Entries taken from a collection

»»

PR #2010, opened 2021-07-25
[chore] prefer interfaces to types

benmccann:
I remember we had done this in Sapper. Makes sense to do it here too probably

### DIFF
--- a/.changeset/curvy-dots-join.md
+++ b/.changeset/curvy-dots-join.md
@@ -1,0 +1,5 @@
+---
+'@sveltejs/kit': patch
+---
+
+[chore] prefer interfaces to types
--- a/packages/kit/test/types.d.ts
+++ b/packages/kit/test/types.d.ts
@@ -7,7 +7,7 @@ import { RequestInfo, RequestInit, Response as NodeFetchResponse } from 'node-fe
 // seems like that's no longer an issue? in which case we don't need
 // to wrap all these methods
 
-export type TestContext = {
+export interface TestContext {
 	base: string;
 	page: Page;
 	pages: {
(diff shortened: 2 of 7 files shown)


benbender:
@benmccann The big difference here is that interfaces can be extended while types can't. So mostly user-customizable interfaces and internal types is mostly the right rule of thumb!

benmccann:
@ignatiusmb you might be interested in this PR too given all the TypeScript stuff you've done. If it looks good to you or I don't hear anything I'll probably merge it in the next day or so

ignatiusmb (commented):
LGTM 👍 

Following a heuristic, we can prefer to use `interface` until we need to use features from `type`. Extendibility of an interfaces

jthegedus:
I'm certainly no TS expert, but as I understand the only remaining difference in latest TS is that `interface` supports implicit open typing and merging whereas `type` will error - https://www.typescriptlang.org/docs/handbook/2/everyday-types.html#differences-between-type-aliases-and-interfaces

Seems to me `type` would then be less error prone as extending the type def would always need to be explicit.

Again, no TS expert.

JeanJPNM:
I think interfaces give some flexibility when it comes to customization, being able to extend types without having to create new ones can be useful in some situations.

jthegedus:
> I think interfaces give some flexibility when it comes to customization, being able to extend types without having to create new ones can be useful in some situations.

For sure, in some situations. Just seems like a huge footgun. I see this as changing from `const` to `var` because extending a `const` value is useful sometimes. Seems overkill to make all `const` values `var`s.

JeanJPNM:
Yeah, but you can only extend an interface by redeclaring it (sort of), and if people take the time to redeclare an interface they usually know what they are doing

««

◆ **Task details**:
Produce the entries again, character for character.

◆ **Solution to the problem**:
PR #2010, opened 2021-07-25
[chore] prefer interfaces to types

benmccann:
I remember we had done this in Sapper. Makes sense to do it here too probably

### DIFF
--- a/.changeset/curvy-dots-join.md
+++ b/.changeset/curvy-dots-join.md
@@ -1,0 +1,5 @@
+---
+'@sveltejs/kit': patch
+---
+
+[chore] prefer interfaces to types
--- a/packages/kit/test/types.d.ts
+++ b/packages/kit/test/types.d.ts
@@ -7,7 +7,7 @@ import { RequestInfo, RequestInit, Response as NodeFetchResponse } from 'node-fe
 // seems like that's no longer an issue? in which case we don't need
 // to wrap all these methods
 
-export type TestContext = {
+export interface TestContext {
 	base: string;
 	page: Page;
 	pages: {
(diff shortened: 2 of 7 files shown)


benbender:
@benmccann The big difference here is that interfaces can be extended while types can't. So mostly user-customizable interfaces and internal types is mostly the right rule of thumb!

benmccann:
@ignatiusmb you might be interested in this PR too given all the TypeScript stuff you've done. If it looks good to you or I don't hear anything I'll probably merge it in the next day or so

ignatiusmb (commented):
LGTM 👍 

Following a heuristic, we can prefer to use `interface` until we need to use features from `type`. Extendibility of an interfaces

jthegedus:
I'm certainly no TS expert, but as I understand the only remaining difference in latest TS is that `interface` supports implicit open typing and merging whereas `type` will error - https://www.typescriptlang.org/docs/handbook/2/everyday-types.html#differences-between-type-aliases-and-interfaces

Seems to me `type` would then be less error prone as extending the type def would always need to be explicit.

Again, no TS expert.

JeanJPNM:
I think interfaces give some flexibility when it comes to customization, being able to extend types without having to create new ones can be useful in some situations.

jthegedus:
> I think interfaces give some flexibility when it comes to customization, being able to extend types without having to create new ones can be useful in some situations.

For sure, in some situations. Just seems like a huge footgun. I see this as changing from `const` to `var` because extending a `const` value is useful sometimes. Seems overkill to make all `const` values `var`s.

JeanJPNM:
Yeah, but you can only extend an interface by redeclaring it (sort of), and if people take the time to redeclare an interface they usually know what they are doing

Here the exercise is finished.